The pressure of owning finally became too much, I was completely helpless, circumstances provoked me to go to a store and buy one. First of all, I decided to make the long journey alone; bachelorhood, with my individuality and dirty couch, I knew, was all about gone. The only thing I lacked was a Priest to bless the Holy Matrimony. Like a wedding, my friends were all waiting at the reception with food, wine, and a loud grin on all their faces. I unveiled my bride, a Sagem from the blue race, with outmost indifference; and faced the usual just-got-married jokes: “Oh, where did you find her; she is going to give you hell, she will never leave you alone.” That dreaded losing-your-individuality joke erupted with the uncorking of a cheap red wine; we all laughed and toasted to the future. 

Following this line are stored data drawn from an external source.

Issue #1027, opened 2019-01-29
Bug in showing default values in sequencer parameter editor


cmft:
The sequencer parameter editor is not updated with the default value of a macro.
It works in Sardana (2.5.0).

mrosanes:
Commit 26dc568 introduces this bug (default values on sequencer).

--

A possible workaround could be to set as before the defValue in init method of SingleParamNode (sardana/taurus/core/tango/sardana/macro.py):
```
self.setValue(self.defValue())
```

But side effects could appear. 
If possible, it should be the macroserver which passes the default values to the client (sequencer).

mrosanes:
This bug also exists in macroexecutor (tested in sardana devel branch version 2.7.1-alpha)

reszelaz:
The part of the bug affecting the macroexecutor was fixed in #1153. The sequencer is still buggy.

PR #1153, opened 2019-06-21
Fix 1027

cmft:
Fix issue #1027 
Fix bug with command editor in macroexecutor (yellow line)
Improve the behaviour with default values (Now the param tree shows the default value instead none).

### DIFF
--- a/src/sardana/taurus/core/tango/sardana/macro.py
+++ b/src/sardana/taurus/core/tango/sardana/macro.py
@@ -570,7 +570,7 @@ class SingleParamNode(ParamNode):
         Empty list indicates default value."""
         if isinstance(v, list):
             if len(v) == 0:
-                v = self.defValue()
+                v = str(self.defValue())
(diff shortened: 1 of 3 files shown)


cmft:
I run locally this test and works

FAIL: test_stop_meas_cont_acquisition_3 (sardana.tango.pool.test.test_measurementgroup.TangoAcquisitionTestCase)
Stop of the synchronized acquisition with two channels from the same controller using hardware trigger

reszelaz:
@cmft won't fix this problem now. I will proceed to merge this PR as it is and I will reopen the #1027 .

Also I will add a TODO in the [`SingleParamNode`](https://github.com/sardana-org/sardana/blob/1f05860d241a42cc4bd549140c91fe316fe678e9/src/sardana/taurus/core/tango/sardana/macro.py#L485) class. I think it should not store values as `str`.

Many thanks!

Life has been good, I must say. I have become the butt of many a Mobile joke. I am no longer the Puritan hard-liner, the Savage Hero; now I am the loser, the unwilling mascot of the Mobile crowd. Now, I am required to be late, lost, and loved, just by texting. I am cute with a Mobile around my ears, or should I say, I have become one of the in-crowd. I am one of the select majority who can ask the question: “Is that a contract phone, or pay-as-you-go?” “Oh, give me a miss call once you reach my flat, or txt me wid da plans for da nite, G8. Ciao.” Suddenly, my English has become better, or should I say G8. I speak Moblish.

I must say, though, Mobiles have had some positive impact on my life now. I have better access to my friends, and a real plus is that I can connect easily with my work. I also have instant access to telephonic conversations wherever and whenever I please. However, new fears and greater dependency are created all the time. What if I lose my leg while walking, I must be able to call emergency services, or what if one friend decides to ditch me last minute, I can always call another. The need for community is only accentuated with the never-ending contact list. Should I call my General Practitioner, the plumber, or the pet store? 

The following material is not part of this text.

PR #1102, opened 2018-07-10
[bugfix/PLAYER-3847] Not able to change audio track after failover to subchannel2

KseniiaSokolovaEpam:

The real plus point is in parties when you exchange phone numbers by giving each other missed calls and then adding them to your contact list, getting only their first names, or Mobile names, like the Nocturnal Nighthawk, or the even better, Busy Betty. Of course, the real “miss” is that you fail to contact them (their real names are mostly forgotten).

Your social life seems busier as you look through that never-ending contact list, making life a little bit more pretentious. Or the reward when you turn off your Mobile, giving your contacts the impression that you are busy doing something worthwhile, a habit I can’t get out of. And I always love the rationale, “Did I miss you, I was busy, what’s up? Text me back.” It creates a make believe world of seeming to be busy even when one is not. The excesses of the world come to you, into the tiny screen. Life is made smaller like the tiny fairy lights in a Chinese take out or the glowing light of the taxi. 

The fading glow of my Mobile requires attention. The taxi is here; I search the contact list for the Chinese take out. Chow.